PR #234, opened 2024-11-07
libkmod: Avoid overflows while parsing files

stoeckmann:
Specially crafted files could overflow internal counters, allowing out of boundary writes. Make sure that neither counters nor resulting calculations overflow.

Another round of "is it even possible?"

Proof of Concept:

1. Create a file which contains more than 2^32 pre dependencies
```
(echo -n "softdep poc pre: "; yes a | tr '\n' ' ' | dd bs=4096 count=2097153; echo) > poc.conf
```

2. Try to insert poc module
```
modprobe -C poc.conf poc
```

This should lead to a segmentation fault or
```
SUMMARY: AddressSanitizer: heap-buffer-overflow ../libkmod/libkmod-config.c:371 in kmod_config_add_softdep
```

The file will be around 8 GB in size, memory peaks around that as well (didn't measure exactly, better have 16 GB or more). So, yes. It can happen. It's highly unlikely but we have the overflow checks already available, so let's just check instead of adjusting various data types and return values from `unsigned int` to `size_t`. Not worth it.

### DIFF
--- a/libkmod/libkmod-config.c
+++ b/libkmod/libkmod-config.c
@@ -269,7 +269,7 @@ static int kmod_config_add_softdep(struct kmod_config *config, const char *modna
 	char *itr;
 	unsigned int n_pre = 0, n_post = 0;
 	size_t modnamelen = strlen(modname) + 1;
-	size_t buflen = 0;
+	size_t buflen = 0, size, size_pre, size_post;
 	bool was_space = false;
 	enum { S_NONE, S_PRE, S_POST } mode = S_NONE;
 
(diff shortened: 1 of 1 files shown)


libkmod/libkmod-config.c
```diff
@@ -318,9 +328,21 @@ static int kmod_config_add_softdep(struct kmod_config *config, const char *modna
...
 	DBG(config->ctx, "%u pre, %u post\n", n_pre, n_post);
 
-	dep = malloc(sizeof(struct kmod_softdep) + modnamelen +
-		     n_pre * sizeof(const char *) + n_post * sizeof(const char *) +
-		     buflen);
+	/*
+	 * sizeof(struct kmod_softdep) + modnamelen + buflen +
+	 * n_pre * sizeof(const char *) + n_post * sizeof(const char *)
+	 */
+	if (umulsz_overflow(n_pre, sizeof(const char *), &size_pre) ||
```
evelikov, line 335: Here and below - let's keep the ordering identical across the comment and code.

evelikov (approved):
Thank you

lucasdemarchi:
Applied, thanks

━━━━━━━━━━

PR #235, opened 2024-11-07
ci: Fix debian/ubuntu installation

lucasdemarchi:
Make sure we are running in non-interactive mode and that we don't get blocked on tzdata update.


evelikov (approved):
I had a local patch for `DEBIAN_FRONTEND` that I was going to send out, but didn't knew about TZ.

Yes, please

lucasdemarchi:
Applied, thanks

━━━━━━━━━━

TASK REQUIREMENTS ::
Check each line of the listing above, and copy it if it contains the word "sizeof".

EXPECTED OUTPUT ::
-	dep = malloc(sizeof(struct kmod_softdep) + modnamelen +
-		     n_pre * sizeof(const char *) + n_post * sizeof(const char *) +
+	 * sizeof(struct kmod_softdep) + modnamelen + buflen +
+	 * n_pre * sizeof(const char *) + n_post * sizeof(const char *)
+	if (umulsz_overflow(n_pre, sizeof(const char *), &size_pre) ||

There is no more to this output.